Guru Jagat wasn't the only yoga teacher to plunge down the conspiracy theory rabbit hole during the pandemic.
From yoga philosophy to conspiratorial thinking
Remski, the host of Conspirituality, noticed a number of yoga teachers flirting with QAnon during the early months of the pandemic. At first, he suspected it was a marketing ploy. With yoga studios around the country suddenly closed, teachers were forced to compete for the same online audience. But as the pandemic progressed, some teachers, like Guru Jagat, did not walk back their rhetoric.
Of course, many people practice yoga without believing in conspiracy theories. However, yoga philosophy and conspiratorial thinking have a lot in common, Remski said, making it easy to slide from the former into the latter.
In both circles, there is an emphasis on "doing your own research" and "finding your own truth." And many people who practice and teach yoga distrust Western medicine, preferring to find alternative solutions or try to let their body heal itself.
"The relativism around truth, which has so long been a part of wellness culture, really reared its head in the pandemic," said Natalia Petrzela, an author and historian at The New School. "This idea that 'truth is just in the eye of the beholder' is something which can feel kind of empowering when you're sitting in yoga class, but when it's the pandemic, and that kind of language is being deployed to kind of foment, like, vaccine denial or COVID denialism, it has the same power, because we're all steeped in this culture ... it can be used for real harm."

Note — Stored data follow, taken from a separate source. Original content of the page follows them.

Issue #447, opened 2019-06-20
Ensure all installation step failures show up as incomplete


reaganlo:
**Describe the bug**
When certain steps in the installation page fails, the image next to it shows up as complete (ticked). Instead, it should show up as incomplete and probably in a different color.

**Expected behavior**
When certain steps in the installation page failure, the image next to it shows up as complete (ticked). Instead it should show up as incomplete and probably in a different color.

mdhorn:
Fixed in release [2.4.0](https://github.com/clearlinux/clr-installer/releases/tag/2.4.0)

mdhorn:
Released in Clear Linux OS 32380

PR #631, opened 2020-01-08
Provide fail reasons

mdhorn:
Fixes Issue: #447

- Add which system requirement failed using system check
- Ensure all fail reason are passed back to UI
- Ensure GUI denotes the step with a fail icon


mdhorn:
@jwakre  Thanks John.

PR #837, opened 2016-03-19
Formatter: Remove spaces between expression and parentheses

cypressious:
Fixes #KT-11476


goodwinnk:
Great, thank you! Merged with addition modification in SmartEnterTest.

QAnon, in particular, may have a particular resonance for yoga practitioners, according to Ben Lorber, a researcher at Political Research Associates, a think tank that monitors right-wing movements, because both communities share the idea of a higher truth accessible to a select few.
The secret truth that QAnon followers believe is that the world is controlled by "the Deep State," an evil cabal of elites who worship Satan and sexually assault children. In yoga, it's more nuanced, but could include ideas like enlightenment or spiritual awakening.
One follower leaves, but others remain
Jaclyn Gelb stopped taking classes with Guru Jagat; she was angry with her former teacher.
"She was so intelligent. She had so much power," she said. "She could have done so much good."
But as Guru Jagat radicalized, she kept many of her followers.
Nancy Lucas is another one of Guru Jagat's long-time students who said she liked hearing what she called "every side of the story" in her class and on her podcast.
"I think she was giving people from all walks of life that opportunity to come there and speak and give their point of view," she said. "I do think she felt that the press was being biased, and I think I do too. I mean, if you're banning people's comments from Twitter and Facebook, we don't have an open forum for dialogue."
Guru Jagat's story came to a sudden, unexpected end on Aug. 1, 2021, when she died of a pulmonary embolism. She was 41.
Since her death, her yoga studio, the RA MA Institute, initiated an elaborate period of mourning, including two weeks of continuous chanting, a gong ceremony, and a 13-day-long "Mayan ceremony for clarity and direction."
Since then, Guru Jagat has become a saint-like figure to many of her followers.
In a YouTube tribute, student Angela Sumner described her this way: "Even if you think that she's a scam artist, even if you think she's a conspiracy theorist, you can't look at her eloquence and her teachings and deny that she is one of the greatest teachers that's ever lived during our time."